§ EXERCISE DETAILS
Search the listing for the string "parameter" and copy every line that contains it.

§ THE DATA
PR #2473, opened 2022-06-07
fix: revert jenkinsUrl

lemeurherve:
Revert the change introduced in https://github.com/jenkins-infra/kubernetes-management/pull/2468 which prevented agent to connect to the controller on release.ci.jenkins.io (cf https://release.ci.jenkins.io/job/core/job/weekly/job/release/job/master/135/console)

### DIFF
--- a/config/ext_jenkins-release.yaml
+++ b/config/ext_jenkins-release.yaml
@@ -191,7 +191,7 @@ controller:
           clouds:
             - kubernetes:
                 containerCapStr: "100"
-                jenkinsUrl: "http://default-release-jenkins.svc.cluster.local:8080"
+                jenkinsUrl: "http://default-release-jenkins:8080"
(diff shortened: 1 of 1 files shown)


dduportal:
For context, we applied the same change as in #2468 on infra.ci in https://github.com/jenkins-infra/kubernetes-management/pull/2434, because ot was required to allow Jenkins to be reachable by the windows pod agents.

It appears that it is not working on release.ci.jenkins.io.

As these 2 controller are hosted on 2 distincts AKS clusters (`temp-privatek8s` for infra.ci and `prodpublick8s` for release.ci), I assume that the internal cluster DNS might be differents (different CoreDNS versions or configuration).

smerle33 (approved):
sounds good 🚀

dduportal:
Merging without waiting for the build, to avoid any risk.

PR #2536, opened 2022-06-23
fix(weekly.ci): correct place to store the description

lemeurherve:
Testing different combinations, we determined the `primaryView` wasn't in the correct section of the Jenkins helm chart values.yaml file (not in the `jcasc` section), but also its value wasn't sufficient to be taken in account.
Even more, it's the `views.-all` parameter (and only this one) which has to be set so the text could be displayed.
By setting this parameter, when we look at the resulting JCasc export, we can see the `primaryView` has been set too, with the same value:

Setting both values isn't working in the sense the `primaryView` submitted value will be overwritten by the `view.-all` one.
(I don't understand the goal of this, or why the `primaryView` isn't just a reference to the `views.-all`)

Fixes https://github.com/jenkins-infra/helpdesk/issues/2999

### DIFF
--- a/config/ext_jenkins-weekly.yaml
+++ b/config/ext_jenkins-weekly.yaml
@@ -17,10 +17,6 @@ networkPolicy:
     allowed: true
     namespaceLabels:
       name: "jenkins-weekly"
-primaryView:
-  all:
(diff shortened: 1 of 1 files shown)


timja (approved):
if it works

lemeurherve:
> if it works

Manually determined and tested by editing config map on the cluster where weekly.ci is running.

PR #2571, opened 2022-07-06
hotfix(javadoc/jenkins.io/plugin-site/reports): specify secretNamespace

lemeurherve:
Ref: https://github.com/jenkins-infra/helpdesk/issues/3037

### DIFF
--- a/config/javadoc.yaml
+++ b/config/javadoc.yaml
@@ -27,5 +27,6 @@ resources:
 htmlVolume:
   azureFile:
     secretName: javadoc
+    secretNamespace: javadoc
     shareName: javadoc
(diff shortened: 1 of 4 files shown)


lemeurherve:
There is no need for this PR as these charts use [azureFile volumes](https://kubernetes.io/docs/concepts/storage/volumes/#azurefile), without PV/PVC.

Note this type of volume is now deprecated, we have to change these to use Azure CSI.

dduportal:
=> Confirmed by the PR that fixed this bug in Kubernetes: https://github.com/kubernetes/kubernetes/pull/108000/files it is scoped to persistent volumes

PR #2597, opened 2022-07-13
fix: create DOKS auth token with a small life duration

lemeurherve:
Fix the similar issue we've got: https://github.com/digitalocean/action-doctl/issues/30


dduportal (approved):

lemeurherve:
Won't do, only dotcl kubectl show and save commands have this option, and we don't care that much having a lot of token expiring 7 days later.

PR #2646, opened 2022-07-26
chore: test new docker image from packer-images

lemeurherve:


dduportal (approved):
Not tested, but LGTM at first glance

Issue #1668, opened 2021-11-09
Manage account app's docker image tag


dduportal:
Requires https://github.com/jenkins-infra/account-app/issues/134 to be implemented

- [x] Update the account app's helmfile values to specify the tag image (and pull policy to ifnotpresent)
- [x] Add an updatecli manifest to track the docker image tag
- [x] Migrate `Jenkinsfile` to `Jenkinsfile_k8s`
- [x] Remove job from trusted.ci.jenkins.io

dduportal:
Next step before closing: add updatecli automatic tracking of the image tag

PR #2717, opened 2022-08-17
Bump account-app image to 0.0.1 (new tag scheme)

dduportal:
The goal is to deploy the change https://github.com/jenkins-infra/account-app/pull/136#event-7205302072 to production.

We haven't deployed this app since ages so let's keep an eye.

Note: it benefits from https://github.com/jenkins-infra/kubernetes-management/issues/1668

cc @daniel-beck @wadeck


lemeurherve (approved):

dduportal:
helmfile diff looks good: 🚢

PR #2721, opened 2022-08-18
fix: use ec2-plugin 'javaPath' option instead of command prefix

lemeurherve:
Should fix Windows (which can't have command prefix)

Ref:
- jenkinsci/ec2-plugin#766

§ EXPECTED OUTPUT
Even more, it's the `views.-all` parameter (and only this one) which has to be set so the text could be displayed.
By setting this parameter, when we look at the resulting JCasc export, we can see the `primaryView` has been set too, with the same value:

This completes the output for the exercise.